BEGIN TASK MATERIAL
PR #5063, opened 2026-08-07
Reject unsafe FedJob names

nvidianz:
## Summary

- validate job names at the shared `FedJob` entry point so every recipe rejects empty and path-bearing names
- reject POSIX and Windows separators, traversal components, absolute paths, and drive-qualified paths
- revalidate inside `FedJobConfig.generate_job_config()` so direct or mutated low-level configurations cannot collapse onto the caller's export directory
- add regression coverage proving existing user files are preserved even when the export root contains `meta.json` and would otherwise look safe to delete

## Root cause

`FedJob` previously performed only a type check on `name`. `FedJobConfig.generate_job_config()` then passed the value directly to `os.path.join(job_root, job_name)`. An empty or `.` name resolved to `job_root` itself, while traversal and absolute names escaped it. If the resolved directory contained `meta.json`, export treated it as a replaceable job folder and silently removed it with `shutil.rmtree(..., ignore_errors=True)`.

Validating at `FedJob` covers direct users and all recipe families through their shared construction path. Revalidation at the filesystem boundary provides defense in depth.

NVBug: [6567126](https://nvbugspro.nvidia.com/bug/6567126)

## Validation

- `171 passed`: validation utilities, `FedJob`, `FedJobConfig`, and Collab recipe tests
- destructive export-root regression: `7 passed`
- representative `NumpyFedAvgRecipe` construction rejects empty, traversal, absolute, and Windows path-bearing names
- Black, isort, flake8, and agent-skill lint passed on all changed files
- broader `tests/unit_test/job_config` run: `132 passed`, with 3 unrelated ScriptRunner failures because PyTorch is not installed in the focused test environment


nvflare/fuel/utils/validation_utils.py
```diff
@@ -90,6 +91,14 @@ def check_non_empty_str(name, value):
         raise ValueError(f"{name} must not be empty")
 
 
+def check_job_name(name, value):
+    """Validate a job name that will be used as one directory component."""
+    check_non_empty_str(name, value)
+    drive, _ = ntpath.splitdrive(value)
+    if value in (".", "..") or "/" in value or "\\" in value or drive:
```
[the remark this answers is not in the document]
nvidianz: Fixed in ebcb22ab4. `check_job_name()` now rejects trailing spaces/dots before filesystem access, preventing Win32 aliases such as `job.` and `job ` from targeting `job`. It also rejects Windows reserved device basenames, including extension forms. Coverage was added at the validator, `FedJob`, and `generate_job_config()` boundary levels; 192 focused tests and scoped Black/isort/flake8/agent-skill lint pass.

YuanTingHsieh (commented):
Two Windows filename-normalization gaps remain in `check_job_name()`.

nvflare/fuel/utils/validation_utils.py
```diff
@@ -90,6 +100,18 @@ def check_non_empty_str(name, value):
...
+        raise ValueError(f"{name} must be a single directory name without path components")
+    if value.endswith((" ", ".")):
```
YuanTingHsieh: **[P1] Reject leading ASCII spaces too**

`check_non_empty_str()` only checks the stripped value, while this condition rejects spaces only at the end. The Windows Object Manager removes ASCII spaces from both the beginning and end of a path component, so a name such as ` job` can resolve to an existing `job` directory. If that directory contains `meta.json`, `generate_job_config()` can treat it as replaceable and recursively delete it. Please reject leading ASCII spaces and add the corresponding preservation regression.

Reference: https://learn.microsoft.com/en-us/troubleshoot/windows-client/shell-experience/file-folder-name-whitespace-characters

nvflare/fuel/utils/validation_utils.py
```diff
@@ -90,6 +100,18 @@ def check_non_empty_str(name, value):
...
+        raise ValueError(f"{name} must not end with a space or dot")
+    if value.split(".", maxsplit=1)[0].upper() in _WINDOWS_RESERVED_FILE_NAMES:
```
YuanTingHsieh: **[P2] Include the superscript Windows device aliases**

Windows also reserves `COM¹`, `COM²`, `COM³`, `LPT¹`, `LPT²`, and `LPT³`, including extension forms such as `COM¹.txt`. These currently pass this check and then fail during export on Windows. Please include them in the reserved-name set and tests.

Reference: https://learn.microsoft.com/en-us/windows/win32/fileio/naming-a-file

nvflare/fuel/utils/validation_utils.py
```diff
@@ -12,11 +12,21 @@
 # See the License for the specific language governing permissions and
 # limitations under the License.
 
+import ntpath
 import random
 
 SYMBOL_ALL = "@all"
 SYMBOL_NONE = "@none"
 
+_WINDOWS_RESERVED_FILE_NAMES = {
```
pcnudde: Why Windows checks. We don't support it?

nvflare/fuel/utils/validation_utils.py
YuanTingHsieh: windows not supported.

nvflare/fuel/utils/validation_utils.py
YuanTingHsieh: windows not supported.

nvflare/fuel/utils/validation_utils.py
nvidianz: Removed in 0e7d8e173. Windows is not supported, so the Windows drive, reserved-device-name, trailing-dot/space, and backslash checks—and their tests—have been removed. The validation now retains only the cross-platform safeguards against empty names, `.`/`..`, and POSIX path separators.

nvflare/fuel/utils/validation_utils.py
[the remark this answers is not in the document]
nvidianz: Addressed in 60e40db1e. Replacement is now guarded by the exported metadata identity: `generate_job_config()` calls `rmtree()` only when `meta.json` records exactly the requested `job_name`. An aliased existing folder therefore has a different recorded name and raises without deletion. This is filesystem-agnostic and does not reintroduce Windows-specific validation. The regression test preserves an existing folder whose recorded name differs.

nvidianz:
@greptileai review

nvidianz:
@greptileai review

YuanTingHsieh (commented):
One ownership-marker invariant remains to make explicit.

nvflare/job_config/fed_job_config.py
```diff
@@ -149,12 +149,20 @@ def generate_job_config(self, job_root):
...
+            if self._is_valid_job_folder(job_dir, self.job_name):
                 shutil.rmtree(job_dir, ignore_errors=True)
             else:
-                raise RuntimeError(f"Job folder {job_dir} already exists and is not a valid job folder.")
+                raise RuntimeError(f"Job folder {job_dir} already exists and does not belong to job {self.job_name}.")
+
+        # Write the ownership marker before generating app files. If a later
+        # export step fails, a retry can safely identify and replace this folder.
+        os.makedirs(job_dir, exist_ok=True)
+        self._generate_meta(job_dir)
```
YuanTingHsieh: **[P2] Keep the canonical job name non-overridable**

`_generate_meta()` initializes `meta_json["name"]` from `self.job_name`, but then applies `meta_props` afterward. Consequently, `FedJobConfig("job", 1, meta_props={"name": "custom-name"})` writes `custom-name` as this ownership marker; its first export succeeds, while an identical second export fails because `_is_valid_job_folder()` compares `custom-name` with `job` and reports that the folder does not belong to the job.

Since `name` is now the canonical folder identity, please make it non-overridable—preferably by rejecting the reserved `name` key in `meta_props` with a clear `ValueError`—and add an override-rejection/repeated-export regression test. This keeps the fix scoped without requiring a broader read-only-property API change.

pcnudde: **[P2] Keep failed ownership-marker writes retryable**

`_generate_meta()` opens/truncates `meta.json` before serialization and writing complete. If serialization or the write fails—for example because `meta_props` contains a non-serializable value, the disk fills, or the process is interrupted—it can leave an empty or truncated marker. The next `generate_job_config()` call then has `_is_valid_job_folder()` classify the folder as foreign because the marker cannot be parsed, so even a corrected retry fails with `RuntimeError`.

This retry failure is introduced by this PR: on the exact head, I reproduced an initial `TypeError`, a zero-byte `meta.json`, and then a `RuntimeError` on the corrected retry; the same corrected retry succeeds on the base commit. Please make marker creation failure-safe (for example, serialize before creating the folder and use an atomic write with cleanup on failure, or use a separate ownership marker) and add a failed-write-then-retry regression test.

nvidianz: Addressed in 3435a1b63. `meta_props` now rejects the reserved `name` key, keeping the export ownership marker canonical. Added regression coverage for the rejection and for repeated exports with other metadata properties.

nvidianz: Addressed in 3435a1b63. Metadata is serialized before the marker is opened, written to a temporary file, and atomically replaced. If marker creation fails, the newly created export directory is removed so a corrected retry succeeds. Added a serialization-failure/retry regression test.

nvidianz:
@greptileai review

nvflare/job_config/fed_job_config.py
```diff
@@ -139,22 +145,44 @@ def _generate_meta(self, job_dir):
...
                 shutil.rmtree(job_dir, ignore_errors=True)
             else:
-                raise RuntimeError(f"Job folder {job_dir} already exists and is not a valid job folder.")
+                raise RuntimeError(f"Job folder {job_dir} already exists and does not belong to job {self.job_name}.")
+
+        # Write the ownership marker before generating app files. If a later
+        # export step fails, a retry can safely identify and replace this folder.
+        os.makedirs(job_dir, exist_ok=True)
+        try:
+            self._generate_meta(job_dir)
```
YuanTingHsieh: **[P2] Validate replacement metadata before deleting the previous export**

The post-construction `meta_props` check runs here, after lines 172–174 have already removed an existing owned job folder. I reproduced this by exporting once, setting `job_config.meta_props = {"name": "other-job"}`, and exporting again: the intended `ValueError` is raised, but the previous valid export (including a marker file) has already been deleted.

Please perform the metadata validation—ideally preparation/serialization of the complete ownership marker—before `shutil.rmtree()`, and add a regression test that starts with an existing valid export and verifies it remains intact when replacement metadata is rejected.

YuanTingHsieh (commented):
One destructive-ordering edge case remains in re-export validation.

nvflare/job_config/fed_job_config.py
```diff
@@ -139,22 +145,44 @@ def _generate_meta(self, job_dir):
...
+        # constructed directly or job_name was changed after construction.
+        check_job_name("job_name", self.job_name)
         job_dir = os.path.join(job_root, self.job_name)
         if os.path.exists(job_dir):
-            if self._is_valid_job_folder(job_dir) or self._is_partial_export_folder(job_dir):
+            if self._is_valid_job_folder(job_dir, self.job_name):
                 shutil.rmtree(job_dir, ignore_errors=True)
             else:
-                raise RuntimeError(f"Job folder {job_dir} already exists and is not a valid job folder.")
+                raise RuntimeError(f"Job folder {job_dir} already exists and does not belong to job {self.job_name}.")
```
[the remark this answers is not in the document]
nvidianz: Addressed in e3df1d990. Exports now build in a temporary sibling directory and publish with `os.replace()` only after the metadata marker and app files are complete. An interrupted export leaves no target job directory, so the next attempt can proceed. Added an interruption/retry regression test.

nvflare/job_config/fed_job_config.py
nvidianz: Addressed in e3df1d990. `generate_job_config()` now validates and serializes the complete metadata before it checks or removes an existing export directory. Added a regression test confirming an existing owned export remains intact when post-construction metadata attempts to override the reserved name.

nvidianz:
@greptileai review

nvidianz:
@greptileai review

nvflare/job_config/fed_job_config.py
```diff
@@ -139,38 +141,64 @@ def _generate_meta(self, job_dir):
...
+        # Revalidate at the filesystem boundary in case this low-level object was
+        # constructed directly or job_name was changed after construction.
+        check_job_name("job_name", self.job_name)
+        json_dump = self._prepare_meta()
+        os.makedirs(job_root, exist_ok=True)
         job_dir = os.path.join(job_root, self.job_name)
         if os.path.exists(job_dir):
-            if self._is_valid_job_folder(job_dir) or self._is_partial_export_folder(job_dir):
+            if self._is_valid_job_folder(job_dir, self.job_name):
                 shutil.rmtree(job_dir, ignore_errors=True)
```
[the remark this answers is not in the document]
nvidianz: Addressed in c8a8eb6b7. The existing owned export remains in place while the replacement is staged. Only after successful generation is the old directory moved to a unique backup and the staged directory published; if publication fails, the backup is restored. Added regression coverage for generation failure during replacement.

nvidianz:
@greptileai review

nvidianz:
@greptileai review

nvidianz:
@greptileai review

nvidianz:
@greptileai review

nvidianz:
@greptileai review

nvidianz:
@greptileai review

nvflare/job_config/fed_job_config.py
```diff
@@ -139,38 +141,75 @@ def _generate_meta(self, job_dir):
...
+                    self._get_server_app(config_dir, custom_dir, fed_app)
+
+                if fed_app.client_app:
+                    self._get_client_app(config_dir, custom_dir, fed_app)
+
+            if replace_existing:
+                backup_job_dir = f"{temp_job_dir}.previous"
+                os.replace(job_dir, backup_job_dir)
+                try:
+                    os.replace(temp_job_dir, job_dir)
```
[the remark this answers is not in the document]
nvidianz: Addressed in 2ed29a7de through 6c0e92992. The `<job_name>.previous` sibling path is gone. A hard interruption between the two renames now leaves the prior export preserved under `.nvflare_job_backups/`, the retry succeeds because nothing blocks the canonical path, and subsequent exports log a warning naming the backup root so the preserved content is discoverable for manual recovery.

nvflare/job_config/fed_job_config.py
```diff
@@ -139,38 +141,89 @@ def _generate_meta(self, job_dir):
...
         Returns:
 
         """
+        # Revalidate at the filesystem boundary in case this low-level object was
+        # constructed directly or job_name was changed after construction.
+        check_job_name("job_name", self.job_name)
+        os.makedirs(job_root, exist_ok=True)
         job_dir = os.path.join(job_root, self.job_name)
+        backup_job_dir = f"{job_dir}.previous"
+        self._recover_previous_export(job_dir, backup_job_dir)
```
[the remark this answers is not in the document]
nvidianz: Addressed in c37e22134. Backups no longer use job-name-derived sibling paths; they are created under the reserved hidden directory `.nvflare_job_backups/` with unique names, and a job_name equal to that reserved name is rejected. A regression test exports a job while a valid `<job_name>.previous` job exists and confirms it is untouched.

nvflare/job_config/fed_job_config.py
```diff
@@ -139,38 +142,101 @@ def _generate_meta(self, job_dir):
...
+            return
 
-            if fed_app.client_app:
-                self._get_client_app(config_dir, custom_dir, fed_app)
+        if not self._is_valid_job_folder(backup_job_dir, self.job_name):
+            raise RuntimeError(f"Backup job folder {backup_job_dir} does not belong to job {self.job_name}.")
 
-        self._generate_meta(job_dir)
+        if os.path.exists(job_dir):
+            self._remove_backup_export(backup_job_dir)
```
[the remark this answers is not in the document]
nvidianz: Addressed in 49b71a499. Automatic recovery was removed entirely. The exporter never deletes or moves a backup it did not create in the same invocation, so a pre-existing backup is preserved regardless of the canonical directory's state. Regression: an unowned canonical folder fails the ownership check while the backup remains intact.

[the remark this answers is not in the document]
nvidianz: Addressed in 49b71a499. Nothing under `.nvflare_job_backups/` is interpreted, relocated, or deleted based on its contents. The only directory the exporter removes is the backup it created earlier in the same call, addressed by the in-memory path. Caller content in the namespace is preserved (regression test included).

nvflare/job_config/fed_job_config.py
```diff
@@ -139,38 +145,136 @@ def _generate_meta(self, job_dir):
...
+            os.replace(backup_job_dir, job_dir)
+            self._remove_backup_marker(backup_job_dir)
+
+    def _is_backup_export(self, backup_job_dir):
+        marker_file = self._backup_marker_file(backup_job_dir)
+        try:
+            with open(marker_file) as f:
+                return f.read() == self.job_name and self._is_valid_job_folder(backup_job_dir, self.job_name)
+        except OSError:
+            return False
```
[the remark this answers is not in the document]
nvidianz: Addressed in 49b71a499. The provenance marker and `_is_backup_export()` were removed together with automatic recovery, so no on-disk marker—predictable or otherwise—can cause deletion or relocation of caller-owned directories.

nvflare/job_config/fed_job_config.py
```diff
@@ -139,38 +145,136 @@ def _generate_meta(self, job_dir):
...
-        self._generate_meta(job_dir)
+    def _remove_backup_marker(self, backup_job_dir):
+        try:
+            os.remove(self._backup_marker_file(backup_job_dir))
+        except FileNotFoundError:
+            pass
+
+    def _remove_backup_export(self, backup_job_dir):
+        shutil.rmtree(backup_job_dir, ignore_errors=True)
+        self._remove_backup_marker(backup_job_dir)
```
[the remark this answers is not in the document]
nvidianz: Addressed in 49b71a499. Later exports no longer read or validate backup contents, so a half-deleted backup cannot block a retry. Cleanup first moves the backup out of the backup root and then deletes best-effort; any leftover is only reported by the stranded-backup warning (6c0e92992), never treated as an error.

nvflare/job_config/fed_job_config.py
```diff
@@ -139,38 +143,126 @@ def _generate_meta(self, job_dir):
...
+        else:
+            os.replace(backup_job_dir, job_dir)
+            self._remove_backup_root_if_empty(backup_root)
 
-            if fed_app.server_app:
-                self._get_server_app(config_dir, custom_dir, fed_app)
+    def _is_backup_export(self, backup_job_dir):
+        try:
+            uuid.UUID(os.path.basename(backup_job_dir))
+            return self._is_valid_job_folder(backup_job_dir, self.job_name)
```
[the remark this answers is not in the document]
nvidianz: Addressed in 49b71a499. Recovery was removed, and with it any trust derived from on-disk state under the caller-controlled export root. The exporter only deletes or moves the backup directory it created moments earlier in the same invocation, using the path held in memory; pre-existing directories in the backup namespace are never touched, however they are named or populated. Stranded backups are surfaced by a warning (6c0e92992) instead of being auto-recovered.

nvidianz:
@greptileai review

nvflare/job_config/fed_job_config.py
```diff
@@ -139,38 +143,111 @@ def _generate_meta(self, job_dir):
...
 
         Returns:
 
         """
+        # Revalidate at the filesystem boundary in case this low-level object was
+        # constructed directly or job_name was changed after construction.
+        check_job_name("job_name", self.job_name)
+        if self.job_name == BACKUP_ROOT:
+            raise ValueError(f"job_name must not use the reserved name {BACKUP_ROOT}")
+        os.makedirs(job_root, exist_ok=True)
```
nvkevlu, line 176: A relative job_root can redirect deletion after validation.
END TASK MATERIAL
* WORK TO BE COMPLETED
Write out only the lines that run from the line containing "defense in depth." through the line containing "## Validation", both included, exactly as they appear above.

* REPLY TO THE EXERCISE
Validating at `FedJob` covers direct users and all recipe families through their shared construction path. Revalidation at the filesystem boundary provides defense in depth.

NVBug: [6567126](https://nvbugspro.nvidia.com/bug/6567126)

## Validation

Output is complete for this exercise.